# 180 degree live fisheye distortion correction



## BerryJP (Feb 10, 2019)

I have searched for a few hours and can't seem to find anything that can correct the distortion on a live feed. 

Does such a feature exist? Are there any workarounds?

I use a z-cam E1 with a Meike 6.5mm lens, connected via HDMI to an Avermedia Gamer HD2.

I would love to be able to fix the distortion for both live streams and recordings via OBS. It seems there are no warp options in OBS at all. Am I being blind, or is it something that cannot be done?


----------



## marhyno (Feb 10, 2019)

I need this also :(


----------



## MudBocx (Mar 5, 2019)

The first thing that I can think of is to use a (physical) lense adapter to reduce distortion and not do it in post (software). That should work if you have the cam in a mostly stationary position. 

The other option you could try is using a virtual cam tool with your HDMI input, apply filters to correct distortion and link that virtual cam back to OBS.


----------



## jlm70 (Apr 14, 2020)

Ideally... a video filter within OBS might sound quite better/easier (similar to distortion filters within Lightroom).
Using a good Sony mirrorless and optics but... being quite close (due to space restrictions) I'd like eliminating the wide angle distortion happening to the speaker :-)


----------



## bansheekft (Jul 5, 2020)

was looking for the same. reading the initial post and Berrys setup (with the meike 6.5) reminded me of an open fx plugin for davinci resolve that i use for that lens:
https://github.com/roukou3/DCTL witch is capable of exactly that. and it's under MIT license
unfortunately my coding knowledge is close to non existent but i believe someone more advanced could turn it into a obs filter plugin. a shader could be a possibility if i understand that concept correctly... i tried but couldn't even figure out where to start... so don't hold your breath... 
seeing it integrated into streamFX would be awesome.


----------



## Trekaholic (Aug 25, 2020)

Solution found (I think)
I had the same issue, and couldn't find a solution.
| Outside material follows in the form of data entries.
PR #1729, opened 2024-12-09
Migrating Verify to Junit5

Desislav-Petrov:


eclipse-collections-testutils/src/main/java/org/eclipse/collections/impl/test/Verify.java
```diff
@@ -2242,59 +2240,29 @@ public static void assertEqualsAndHashCode(String itemNames, Object objectA, Obj
...
-        assertEquals("Expected " + itemNames + " to be equal.", objectA, objectB);
-        assertEquals("Expected " + itemNames + " to be equal.", objectB, objectA);
+        assertEquals(objectA, objectA, "Expected " + itemNames + " to be equal.");
+        assertEquals(objectB, objectB, "Expected " + itemNames + " to be equal.");
+        assertEquals(objectA, objectB, "Expected " + itemNames + " to be equal.");
+        assertEquals(objectB, objectA, "Expected " + itemNames + " to be equal.");
         assertEquals(
-                "Expected " + itemNames + " to have the same hashCode().",
                 objectA.hashCode(),
-                objectB.hashCode());
```
Desislav-Petrov, line 2259: Newer versions of java don't like this - so time to clean up

eclipse-collections-code-generator/src/main/resources/test/set/mutable/boxedMutableHashSetTest.stg
```diff
@@ -101,9 +101,9 @@ public class BoxedMutable<name>SetTest
     public void remove()
     {
         BoxedMutable<name>Set set = this.classUnderTest();
-        Verify.assertTrue(set.remove(<(literal.(type))("1")>));
-        Verify.assertFalse(set.remove(<(literal.(type))("1")>));
-        Verify.assertFalse(set.remove("abc"));
+        assertTrue(set.remove(<(literal.(type))("1")>));
```
Desislav-Petrov, line 104: No point to do via Verify

eclipse-collections-testutils/src/main/java/org/eclipse/collections/impl/test/Verify.java
```diff
@@ -65,28 +64,27 @@
...
+ * Adds useful additional "assert" methods.
  * You can import this class instead of Assert, and use it thus, e.g.:
  * <pre>
  *     Verify.assertEquals("fred", name);  // from original Assert class
  *     Verify.assertContains("fred", nameList);  // from new extensions
  *     Verify.assertBefore("fred", "jim", orderedNamesList);  // from new extensions
  * </pre>
  */
-public final class Verify extends Assert
+public final class Verify
```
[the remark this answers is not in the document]
Desislav-Petrov: Fair point - extending Assertions, however, the only thing that needed to change as a result of this are a few places. They had plain Java assertions used but I'd say Verify should only be used for the special cases it caters for, and all other generic cases should go straight to Junit5 Assertions.xxx ?

eclipse-collections-testutils/src/main/java/org/eclipse/collections/impl/test/Verify.java
```diff
@@ -120,15 +118,15 @@ public static void assertEmpty(String iterableName, Iterable<?> actualIterable)
 
         if (Iterate.notEmpty(actualIterable))
         {
-            fail(iterableName + " should be empty; actual size:<" + Iterate.sizeOf(actualIterable) + '>');
+            Assertions.fail(iterableName + " should be empty; actual size:<" + Iterate.sizeOf(actualIterable) + '>');
```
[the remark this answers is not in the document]
Desislav-Petrov: There was a fail() method in Verify that was used in two places in other tests. Given that the standard Assertions class had a method with the same signature, I've decomed the one in Verify.

eclipse-collections-testutils/pom.xml
```diff
@@ -49,17 +49,17 @@
...
         </dependency>
 
         <dependency>
-            <groupId>org.junit.jupiter</groupId>
-            <artifactId>junit-jupiter-api</artifactId>
-            <scope>test</scope>
+            <groupId>org.opentest4j</groupId>
+            <artifactId>opentest4j</artifactId>
+            <version>1.3.0</version>
+            <scope>compile</scope>
```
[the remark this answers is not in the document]
Desislav-Petrov: VerifyTest class has this - that's what Junit5 throws now.

performance-tests/pom.xml
```diff
@@ -64,6 +64,12 @@
             <scope>test</scope>
         </dependency>
 
+        <dependency>
```
Desislav-Petrov, line 67: No longer comes transitively via the **testutils** module so had to be explicitly added.

Desislav-Petrov:
sry @motlin wasn't previously fully ready for review that's why I left it as a draft but should be good now - thanks for looking at it.

eclipse-collections-testutils/pom.xml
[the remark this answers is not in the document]
donraab: Not sure I understand. You're saying this is an explicit dependency of JUnit5?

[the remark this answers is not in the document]
donraab: @Desislav-Petrov, if this is a transitive dependency of JUnit5, but we don't reference any classes in any of the code, then why do we need to include it as an explicit dependency?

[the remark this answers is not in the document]
donraab: Ok, I expanded VerifyTest... this is the import:

`import org.opentest4j.AssertionFailedError;`

This is in a test only, not included in the test-utils jar, so why is it not a dependency in the unit tests pom instead?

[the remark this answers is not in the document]
Desislav-Petrov: So opentest4j comes transitively from junit5 and the enforcer plugin complains we're using a dependency that's not been explicitly declared:
image

Given the build does pass, it might be more sensible to suppress the plugin for this specific library in that module?

eclipse-collections-testutils/pom.xml
```diff
@@ -49,17 +49,17 @@
         </dependency>
 
         <!-- External dependencies -->
-
         <dependency>
-            <groupId>junit</groupId>
-            <artifactId>junit</artifactId>
+            <groupId>org.junit.jupiter</groupId>
+            <artifactId>junit-jupiter-api</artifactId>
             <scope>compile</scope>
```
motlin, line 55:
```suggestion
```

motlin (changes requested):
Made minor suggestions to fix the dependency. I tested the changes locally.

Desislav-Petrov:
Thanks for the suggestion @motlin - implemented. Could you please take another look?

acceptance-tests/src/test/java/org/eclipse/collections/impl/forkjoin/FJIterateAcceptanceTest.java
```diff
@@ -60,6 +60,8 @@
 import org.junit.Before;
 import org.junit.Test;
 
+import static org.junit.Assert.assertThrows;
```
motlin, line 63: This is a JUnit 4 import. It looks like the sort of thing we did in other modules but I'm wondering if it's intentional that it's part of the same PR. It means this is not the last one, but includes prep for one more.

eclipse-collections-code-generator/src/main/resources/test/set/mutable/boxedMutableHashSetTest.stg
motlin: There might be a lot of examples like this. It's nice to clean them up and maybe we can come back and do another PR that gets more of them. IntelliJ can show them with a warning, because it's accessing a static method via a subclass. However, we have to temporarily configure IntelliJ to treat generated code as non-generated, or the IDE will suppress most warnings.

eclipse-collections-testutils/pom.xml
```diff
@@ -49,16 +49,15 @@
...
+            <groupId>org.junit.jupiter</groupId>
+            <artifactId>junit-jupiter-api</artifactId>
         </dependency>
 
         <dependency>
-            <groupId>org.junit.jupiter</groupId>
-            <artifactId>junit-jupiter-api</artifactId>
+            <groupId>org.opentest4j</groupId>
+            <artifactId>opentest4j</artifactId>
+            <version>1.3.0</version>
```
motlin, line 60: not crucial but consider moving the version number to the `dependencyManagement` section of the root pom.xml where we define the version of junit-jupiter-api.

unit-tests/src/test/java/org/eclipse/collections/impl/list/mutable/AbstractListTestCase.java
```diff
@@ -317,21 +317,7 @@ public void asUnmodifiable()
...
-        }
-        catch (Exception e)
-        {
-            // Suppress if a Java 9 specific exception related to reflection is thrown.
-            if (!e.getClass().getCanonicalName().equals("java.lang.reflect.InaccessibleObjectException"))
-            {
-                throw e;
-            }
-        }
+      // do nothing
```
motlin, line 320: Why is this test hollowed out?

eclipse-collections-testutils/src/main/java/org/eclipse/collections/impl/test/Verify.java
```diff
@@ -65,28 +64,28 @@
...
+ * Adds useful additional "assert" methods.
  * You can import this class instead of Assert, and use it thus, e.g.:
  * <pre>
  *     Verify.assertEquals("fred", name);  // from original Assert class
  *     Verify.assertContains("fred", nameList);  // from new extensions
  *     Verify.assertBefore("fred", "jim", orderedNamesList);  // from new extensions
  * </pre>
  */
-public final class Verify extends Assert
+public final class Verify extends Assertions
```
motlin, line 88: I'd like to get input from @donraab. This is a source breaking change, only for users of Verify, in order to move from JUnit 4 to JUnit 5. I think it makes sense to do. I'd like to think through together if we've done everything to make the source breaking changes as small as possible.

eclipse-collections-testutils/src/main/java/org/eclipse/collections/impl/test/Verify.java
```diff
@@ -98,11 +97,6 @@ private Verify()
         throw new AssertionError("Suppress default constructor for noninstantiability");
     }
 
-    public static void fail(String message, Throwable cause)
-    {
-        throw new AssertionError(message, cause);
-    }
```
motlin, line 104: I think it makes sense to keep methods like this to preserve source compatibility. We have a few options for the implementation though.

- Delegate to `Assert.fail()` as long as the arguments are compatible. If we go this route, we should mark the method Deprecated and write Javadoc saying that it's inline-able.
- Continue to just throw, but use an Error type from JUnit 5 if the parameters are compatible, or our own subclass of the JUnit 5 error type.
- Unchanged. I think JUnit 5 will work by catching JUnit 4 Error types.

eclipse-collections-testutils/src/main/java/org/eclipse/collections/impl/test/Verify.java
```diff
@@ -240,14 +234,6 @@ public static void assertIterableEmpty(String iterableName, Iterable<?> iterable
         }
     }
 
-    /**
-     * Assert that the given object is an instanceof expectedClassType.
-     */
-    public static void assertInstanceOf(Class<?> expectedClassType, Object actualObject)
-    {
-        Verify.assertInstanceOf(actualObject.getClass().getName(), expectedClassType, actualObject);
-    }
```
motlin, line 249: Why delete this? You didn't delete the other override of the same method so it's not like it's unsupported.

eclipse-collections-testutils/src/main/java/org/eclipse/collections/impl/test/Verify.java
motlin: But this is unrelated to the version of JUnit, isn't it? Where did you see that error? Locally, using newer versions of Java? In our GitHub workflows/actions?

eclipse-collections-testutils/src/main/java/org/eclipse/collections/impl/test/Verify.java
```diff
@@ -2245,48 +2229,18 @@ public static void assertEqualsAndHashCode(String itemNames, Object objectA, Obj
...
-    @Deprecated
-    public static void assertShallowClone(Cloneable object)
-    {
-        Verify.assertShallowClone("object", object);
-    }
-
-    /**
-     * @deprecated since 8.2.0 as will not work with Java 9
-     */
-    @Deprecated
```
motlin, line 2274: This says it won't work with Java 9, but our builds pass?

eclipse-collections-testutils/src/main/java/org/eclipse/collections/impl/test/Verify.java
donraab: @motlin I'm ok with this in theory. Hard to tell what issues this might run into in practice. What might be better, although would cause more work and potentially source breaks would be to break the inheritance relationship altogether. This means Verify can't be used as a means to automatically route calls to Assert or Assertions, but also means there won't be a similar issue when JUnit 6 happens.

motlin: I dread the amount of work it would be, but I'd like to "override" every single method, delegate from Verify to Assert or Assertions, and mark the new overrides as deprecated and inlineable.

Desislav-Petrov: I take no follow ups for this PR based on this conversation?

eclipse-collections-testutils/src/main/java/org/eclipse/collections/impl/test/Verify.java
Desislav-Petrov: The essentially doesn't execute for Java 9+ because the exception Java throws is caught and ignored in the test:
image

eclipse-collections-testutils/pom.xml
Desislav-Petrov: Done

eclipse-collections-code-generator/src/main/resources/test/set/mutable/boxedMutableHashSetTest.stg
Desislav-Petrov: This was necessary when I removed the `extends Assertions` as it was breaking. Now that I have restored the Assertion, we can revert this and deal with in a separate PR.

Desislav-Petrov:
@motlin thanks for questioning some of the stuff I have done, it got me to dig a bit deeper and as a result I've restructured the PR. 

To cut a long story short, I didn't realise we run maven by default with *--add-opens java.base/java.lang=ALL-UNNAMED*. Believe all comments should be addressed now.

eclipse-collections-testutils/src/main/java/org/eclipse/collections/impl/test/Verify.java
Desislav-Petrov: Reverted - it wasn't necessary at the end of the day. Same for the others.

acceptance-tests/src/test/java/org/eclipse/collections/impl/forkjoin/FJIterateAcceptanceTest.java
Desislav-Petrov: Reverted - no longer needed after your proposed pom dependency changes, just forgot to update.

eclipse-collections-testutils/src/main/java/org/eclipse/collections/impl/test/Verify.java
Desislav-Petrov: Realised it was locally and due to not running with **--add-opens java.base/java.lang=ALL-UNNAMED**.

eclipse-collections-testutils/src/main/java/org/eclipse/collections/impl/test/Verify.java
motlin: Looks like fail() is still removed. Does this clash with the generics in the super type?

```java
	public static <V> V fail(String message, Throwable cause) {
		AssertionUtils.fail(message, cause);
		return null; // appeasing the compiler: this line will never be executed.
	}
```

eclipse-collections-testutils/src/main/java/org/eclipse/collections/impl/test/Verify.java
motlin: Same here, this method is still deleted. Does it clash with the generics in the super type?

```java
	@API(status = STABLE, since = "5.10")
	public static <T> T assertInstanceOf(Class<T> expectedType, Object actualValue) {
		return AssertInstanceOf.assertInstanceOf(expectedType, actualValue);
	}
```

eclipse-collections-testutils/src/main/java/org/eclipse/collections/impl/test/Verify.java
```diff
@@ -1054,14 +1041,14 @@ public static void assertListsEqual(String listName, List<?> expectedList, List<
...
-        assertEquals(listName + " size", expectedList.size(), actualList.size());
+        assertEquals(expectedList.size(), actualList.size(), listName + " size");
         for (int index = 0; index < actualList.size(); index++)
         {
             Object eachExpected = expectedList.get(index);
             Object eachActual = actualList.get(index);
             if (!Objects.equals(eachExpected, eachActual))
             {
-                junit.framework.Assert.failNotEquals(listName + " first differed at element [" + index + "];", eachExpected, eachActual);
+                Assertions.assertEquals(eachExpected, eachActual, listName + " first differed at element [" + index + "];");
```
motlin, line 1051: Nitpick: this is a static import and doesn't need to be qualified.

eclipse-collections-testutils/src/test/java/org/eclipse/collections/impl/test/ExceptionThrownTest.java
```diff
@@ -44,12 +42,12 @@ public void callableException()
     {
         try
         {
-            Verify.assertThrows(NullPointerException.class, new EmptyCallable());
+            assertThrows(NullPointerException.class, EmptyCallable::new);
```
motlin, line 45: This looks like it was intended to test `Verify.assertThrows()` and even though it doesn't make much sense anymore, because the method was removed, keeping the test the way it was asserts source backwards compatibility. Is it a linter violation to keep it? If it works, I think we should keep `Verify` here.

eclipse-collections-testutils/src/test/java/org/eclipse/collections/impl/test/VerifyTest.java
```diff
@@ -68,70 +68,70 @@ public void assertThrowsWithCause()
         Verify.assertThrowsWithCause(RuntimeException.class, NullPointerException.class, (Callable<Void>) () -> {
             throw new RuntimeException(new NullPointerException());
         });
-        Verify.assertError(AssertionError.class, () -> Verify.assertThrowsWithCause(RuntimeException.class, NullPointerException.class, (Callable<Void>) () -> null));
```
motlin, line 71: I didn't remember this so I looked it up. AssertionFailedError extends AssertionError, so on the surface, it looks like this assertion might pass. But `Verify.assertError()` delegates to assertSame between the error class files, so it's a very strict assertion. This change makes sense to me.

motlin (commented):
Two nitpicks which we might want to address first but this is basically ready to land at this point.

eclipse-collections-testutils/src/main/java/org/eclipse/collections/impl/test/Verify.java
donraab: @Desislav-Petrov  I think @motlin was agreeing on the breaking the inheritance model, but implementing every static method on `Assert` in `Verify`, and simply delegating the calls to the same static methods on `Assert`. I don't know how many methods this would mean implementing, but the implementations should be straightforward delegations.

The problem I have with this is that these are static methods, not instance methods. The fact that Java delegates from a subclass to a superclass for a static method is bizarre. This is not part of the public API of the class. I feel like this is more of a cheap trick, that unfortunately we leveraged for `Verify` to use it as a stand in for `Assert`. What is interesting is that static methods on classes behave differently than static methods on interfaces. For instance, `MutableList` extends `List`, but we are unable to say `MutableList.of()`, thankfully.

There are 55 public static methods on `Assert` that would have to be replicated on `Verify`.

The benefit I see from this change @Desislav-Petrov is that we don't extend the problem of folks using Verify as an alternative to Assertions. If there is not a method on `Verify`, they should use `Assertions`. I'd prefer if folks used `Assertions` more than `Verify`. `Verify` should only be used for `Collection` specific assertions. That was what its original purpose was (I think).

eclipse-collections-testutils/src/main/java/org/eclipse/collections/impl/test/Verify.java
Desislav-Petrov: Yes - removed because of the clash.

eclipse-collections-testutils/src/main/java/org/eclipse/collections/impl/test/Verify.java
Desislav-Petrov: Yes - removed because of the clash.

eclipse-collections-testutils/src/test/java/org/eclipse/collections/impl/test/ExceptionThrownTest.java
Desislav-Petrov: done - cast is needed though because the type between Verify.assertThrows and the Assertions.throws doesn't match and the method call becomes ambiguous.

Desislav-Petrov:
Thanks for the review - should be addressed now @motlin

eclipse-collections-testutils/src/main/java/org/eclipse/collections/impl/test/Verify.java
motlin: I'm curious how this manifested. Was it a compiler error?

eclipse-collections-testutils/src/test/java/org/eclipse/collections/impl/test/ExceptionThrownTest.java
```diff
@@ -30,12 +28,12 @@ public void specificRuntimeException()
     {
         try
         {
-            assertThrows(NullPointerException.class, new EmptyRunnable());
+            assertThrows(NullPointerException.class, EmptyRunnable::new);
```
motlin, line 31: This implies we have a source breaking change?

eclipse-collections-testutils/src/test/java/org/eclipse/collections/impl/test/ExceptionThrownTest.java
```diff
@@ -44,12 +42,12 @@ public void callableException()
     {
         try
         {
-            Verify.assertThrows(NullPointerException.class, new EmptyCallable());
+            Verify.assertThrows(NullPointerException.class, (Callable<?>) EmptyCallable::new);
```
motlin, line 45: Is this a Callable that returns Callable?

unit-tests-java8/src/test/java/org/eclipse/collections/test/FixedSizeIterableTestCase.java
```diff
@@ -14,7 +14,7 @@
 
 import org.junit.jupiter.api.Test;
 
-import static org.eclipse.collections.impl.test.Verify.assertThrows;
+import static org.junit.jupiter.api.Assertions.assertThrows;
```
motlin, line 17: Does the code compile if you don't swap this import?

eclipse-collections-testutils/src/main/java/org/eclipse/collections/impl/test/Verify.java
Desislav-Petrov: [2334,23] error: name clash: assertInstanceOf(Class<?>,Object) in Verify and <T>assertInstanceOf(Class<T>,Object) in Assertions have the same erasure, yet neither hides the other
  where T is a type-variable:
    T extends Object declared in method <T>assertInstanceOf(Class<T>,Object)


Compilation error - yes.

unit-tests-java8/src/test/java/org/eclipse/collections/test/FixedSizeIterableTestCase.java
Desislav-Petrov: Revertable now - updating.

eclipse-collections-testutils/src/test/java/org/eclipse/collections/impl/test/ExceptionThrownTest.java
Desislav-Petrov: ` private static final class EmptyCallable implements Callable<Void> ` - callable that returns nothing. Funny enough - I can switch to new EmptyCallable() and it detects the type correctly, but not via the ::new expression.

eclipse-collections-testutils/src/test/java/org/eclipse/collections/impl/test/ExceptionThrownTest.java
Desislav-Petrov: This call used to be based on the Junit4 assertThrows method, now it's based on Junit5. The signature of the method changes from Junit4 to 5 so as a result of the migration we had to change that.

eclipse-collections-testutils/src/main/java/org/eclipse/collections/impl/test/Verify.java
donraab: @motlin I had a chat today with @Desislav-Petrov and we agreed on the approach which would be taken up in a separate PR. 

Assert has 55 methods. Assertions has 24 methods in common with Assert. Assert has 32 methods not on Assertions. Assertions has another 267 methods that are new.

Extending Assertions would be a galactic explosion to the public methods on Verify.

eclipse-collections-testutils/src/test/java/org/eclipse/collections/impl/test/ExceptionThrownTest.java
motlin: The expressions don't have the same type, so it makes sense. Roughly:

- `new EmptyCallable()` is an `EmptyCallable`, or `Callable<Void>`
- `EmptyCallable::new` is a `Callable<EmptyCallable>`, or `Callable<Callable<Void>>`

eclipse-collections-testutils/src/test/java/org/eclipse/collections/impl/test/ExceptionThrownTest.java
motlin: This has the same "problem" as the code below. It's no longer a runnable that does nothing, it's now a runnable that creates a runnable. This isn't really a problem on its own, but it no longer proves that Verify type signatures are source compatible with the previous version.

eclipse-collections-testutils/src/main/java/org/eclipse/collections/impl/test/Verify.java
motlin: I think I follow the options that you discussed, but could you summarize your conclusion?

donraab: `Verify` should extend nothing. Implement all of the methods from `Assert` on `Verify`, and deprecate all of them, forwarding to appropriate `Assertions` alternatives.

eclipse-collections-testutils/src/test/java/org/eclipse/collections/impl/test/ExceptionThrownTest.java
Desislav-Petrov: So.. we can override assertThrows in Verify to preserve the signature?

eclipse-collections-testutils/src/test/java/org/eclipse/collections/impl/test/ExceptionThrownTest.java
Desislav-Petrov: What's your advice then?

eclipse-collections-testutils/src/test/java/org/eclipse/collections/impl/test/ExceptionThrownTest.java
motlin: I think this change can be reverted. If there's a compiler error, we can probably fix it by adding generics here `Verify.<here>assertThrows(`

Desislav-Petrov: Indeed - it's been reverted.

Every search just returned how to make a fisheye effect with a shade filter.
I had an idea that what I was trying to do was the exact opposite, so what if I could reverse what the fisheye filter was doing.
I found this video https://youtu.be/Y8RxMtzr23o and I followed the directions. It did what I expected, it doubled the fisheye effect I was already getting using my Vivitar go pro clone. At first I tried to change the fisheye.shader file using a text editor to do the opposite. As I'm new to OBS I kept trying different things until I noticed the settings for the shader itself.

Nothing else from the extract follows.